WHAT YOU WILL DO —
Repeat exactly the lines of the entries below from the one with "Draft reference implementation" through the one with "## What this PR does", both ends included, and nothing else.

RECORD EXTRACTS —
PR #290, opened 2026-04-20
Add widechar ODBC call tests (driving Unicode fix)

fdcastel:
## Summary

Adds a dedicated test file `tests/test_wide_errors.cpp` that exercises both `ConvertingString` constructor scenarios in `MainUnicode.cpp`:

- **Output path** — `SQLGetDiagRecW`, `SQLErrorW` (uses `ConvertingString(length, sqlState)` to widen the error text back to the caller's SQLWCHAR buffer).
- **Input path** — `SQLExecDirectW`, `SQLPrepareW` (uses `ConvertingString(connection, wcString, length)` / `convUnicodeToString` to narrow the caller's SQLWCHAR query into bytes).

## Why this PR exists (and why it's separate from #289)

Per @irodushka's plan in https://github.com/FirebirdSQL/firebird-odbc-driver/pull/289#issuecomment-4279111183:

1. ASAN/Valgrind CI stays strictly scoped to #289.
2. This PR provides the regression coverage for the known Linux widechar bugs (truncation to one SQLWCHAR on read-back, stack smash on small buffers).
3. A follow-up PR will ship the `MainUnicode.cpp` rewrite and un-skip these tests on Linux.

## Linux behaviour (today)

Every test in the new file starts with:

```cpp
SKIP_ON_LINUX_WIDECHAR();
```

which is a `GTEST_SKIP` with a pointer to issue #287 **Tier 1b**. The pattern matches existing per-platform skips in [tests/test_wchar.cpp:111](tests/test_wchar.cpp#L111) and [tests/test_errors.cpp](tests/test_errors.cpp). This keeps Linux CI green; Windows runs them for real and they must pass. Removing the skip is the visible diff in the follow-up Unicode-fix PR.

## Test plan

- [ ] CI green on Linux (tests show as SKIPPED)
- [ ] CI green on Windows (tests run and pass)
- [ ] Locally remove the `SKIP_ON_LINUX_WIDECHAR()` guards on Linux and confirm the tests fail the way we expect (truncation / overrun) — that's what makes them useful as driving tests for the follow-up PR.

## Related

- Issue #288, PR #289 (ASAN/Valgrind CI).
- Issue #287 Tier 1b (Unicode rewrite — consumed by the follow-up PR).

PR #291, opened 2026-04-20
Fix SQLWCHAR conversion paths on Linux (draft)

fdcastel:
## Summary

Draft reference implementation against the widechar test suite in #290. Fixes the `MainUnicode.cpp` Linux branches that assumed `sizeof(SQLWCHAR) == sizeof(wchar_t)`.

> **Note:** this branch is layered on top of #290, so the diff here includes both the tests (from #290) and the Unicode fix. Review the commits individually, or wait for #290 to merge and this will rebase cleanly to show only the Unicode fix.

## What this PR does

- **`ConvertingString` destructor** (output path, used by `SQLGetDiagRecW` / `SQLErrorW`): Linux branch now does a byte-level widening loop (`SQLCHAR` → `SQLWCHAR`) instead of `mbstowcs((wchar_t*)...)` — the latter wrote UTF-32 into a UTF-16 buffer on Linux, truncating `HY000` to `H` and smashing the stack on tight output buffers.
- **`convUnicodeToString`** (input path, used by `SQLExecDirectW` / `SQLPrepareW`): Linux branch does the inverse byte-narrowing loop instead of `wcstombs`, and uses a local `sqlwcharLen` helper instead of `wcslen((wchar_t*)...)`.
- **`lengthString = length / sizeof(SQLWCHAR)`**: correct character count in the length-specified ctor.
- **NUL-terminate in SQLWCHAR units.** In `convUnicodeToString`, `*ptEndWC = L'\0'` through a `wchar_t*` was a genuine 4-byte write into a 2-byte `SQLWCHAR` slot on Linux and is the real fix. The sibling `*(LPWSTR)...` in the destructor is a 2-byte narrowing store — not an overrun, per @irodushka in #289 (discussion_r3109004999) — so the replacement there is a style simplification, not a fix.

Mirrors unixODBC's own `ansi_to_unicode_copy` / `unicode_to_ansi_copy` approach.

## Scope / Out of scope

- Does **not** close Tier 1b entirely — the `connection->MbsToWcs` / `WcsToMbs` branch and non-ASCII (iconv) handling remain open.
- This PR also removes the Linux-only `GTEST_SKIP` guards added in #290, so the test suite runs on every platform.

## Context

Per @irodushka's plan in #289 comment 4279111183. Opened as **draft** so either:
(a) @irodushka approves and it lands,
(b) @irodushka pushes his own implementation on top, or
(c) @irodushka closes it and opens his own, using #290's tests as the acceptance criteria.

## Test plan

- [ ] CI run green on all platforms including ASAN strict
- [ ] Windows: widechar tests from #290 still pass
- [ ] Linux: widechar tests from #290 now pass (skips removed)
- [ ] Valgrind: no new leaks

### DIFF
--- a/MainUnicode.cpp
+++ b/MainUnicode.cpp
@@ -38,6 +38,21 @@
 extern FILE	*logFile;
 using namespace OdbcJdbcLibrary;
 
+#ifndef _WINDOWS
+// SQLWCHAR-aware length (in SQLWCHAR units), safe on Linux where
+// sizeof(wchar_t) != sizeof(SQLWCHAR). Do NOT use wcslen() on SQLWCHAR
+// data on Linux — it reads two SQLWCHARs per wchar_t and runs off the end.
+static size_t sqlwcharLen( const SQLWCHAR *s )
+{
+	size_t n = 0;
+	if ( !s )
+		return 0;
+	while ( s[n] )
+		++n;
+	return n;
+}
+#endif
+
 #ifdef _WINDOWS
 extern UINT codePage; // from Main.cpp
 #endif
@@ -85,7 +100,7 @@ public:
 			if ( length == SQL_NTS )
 				lengthString = 0;
 			else if ( retCountOfBytes )
-				lengthString = length / sizeof(wchar_t);
+				lengthString = length / sizeof(SQLWCHAR);
 			else
 				lengthString = length;
 		}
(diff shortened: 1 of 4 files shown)


irodushka:
@fdcastel 

>NUL-terminate in SQLWCHAR units (no LPWSTR 4-byte write past the end on Linux).

Please read again this explanation https://github.com/FirebirdSQL/firebird-odbc-driver/pull/289#discussion_r3109004999
I tried to explain that the changes you made were not a bug fix, but an optional code styling. That the C/C++ code like
```
int64_t x = 0;
int32_t y = x;
```
or
```
int64_t x = 0;
int32_t y;
int32_t *py = &y;
*py = x;
```
contains no bug.
Well, maybe you think I'm wrong? Let's discuss it.

irodushka:
ok!

fdcastel:
@irodushka Agreed on the destructor case — `*(LPWSTR)ptr = L'\0'` is a 2-byte narrowing store on unixODBC (`LPWSTR == SQLWCHAR* == unsigned short*`), not an overrun. Already corrected in 0d9bce9: the overrun comment was dropped and `unicodeString[len] = 0;` was kept only as the style simplification you endorsed. The PR description still overclaimed it as a bug fix — fixing that now.

One distinction worth separating on the sibling case in `convUnicodeToString`: pre-PR code declared `wchar_t *ptEndWC` and did `*ptEndWC = L'\0';`. There the pointee type is already `wchar_t`, so no narrowing happens — the store is `sizeof(wchar_t) == 4` bytes on Linux into a 2-byte `SQLWCHAR` slot. That one is a genuine 4-byte overrun and the fix stays. Let me know if you read that one differently.

fdcastel:
PR description updated to reflect the distinction.

MainUnicode.cpp
```diff
@@ -170,12 +202,18 @@ class ConvertingString
...
 		if ( length == SQL_NTS )
+#ifdef _WINDOWS
 			length = (int)wcslen( (const wchar_t*)wcString );
-		else if ( wcString[length] != L'\0' )
+#else
+			length = (int)sqlwcharLen( wcString );
+#endif
+		else if ( wcString[length] != 0 )
 		{
 			ptEndWC = (wchar_t*)&wcString[length];
```
irodushka, line 212:
```suggestion
			ptEndWC = wcString + length;
```

MainUnicode.cpp
```diff
@@ -170,12 +202,18 @@ class ConvertingString
 		wchar_t saveWC;
```
irodushka, line 202:
```suggestion
		SQLWCHAR saveWC;
```

MainUnicode.cpp
irodushka, line 201:
```suggestion
		SQLWCHAR *ptEndWC = NULL;
```

irodushka (changes requested):

irodushka:
Yep. This place
```
			ptEndWC = (wchar_t*)&wcString[length];
			saveWC = *ptEndWC;
			*ptEndWC = L'\0';
```
really looks like overrun. Frankly, two overruns - 1) `*ptEndWC = L'\0';` - you've fixed it 2) `saveWC = *ptEndWC;` - out-of-bound read, not fixed yet)) A read is not so deadly as a write, but it can lead to UB or even crash.

and in the second place, at the end of the function:
```
		if ( ptEndWC )
			*ptEndWC = saveWC;
```
this's the third real write overrun)) unfixed)

I think it's easier to rewrite this than to try to fix all those issues...

fdcastel:
image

RESULT OF THIS EXERCISE —
Draft reference implementation against the widechar test suite in #290. Fixes the `MainUnicode.cpp` Linux branches that assumed `sizeof(SQLWCHAR) == sizeof(wchar_t)`.

> **Note:** this branch is layered on top of #290, so the diff here includes both the tests (from #290) and the Unicode fix. Review the commits individually, or wait for #290 to merge and this will rebase cleanly to show only the Unicode fix.

## What this PR does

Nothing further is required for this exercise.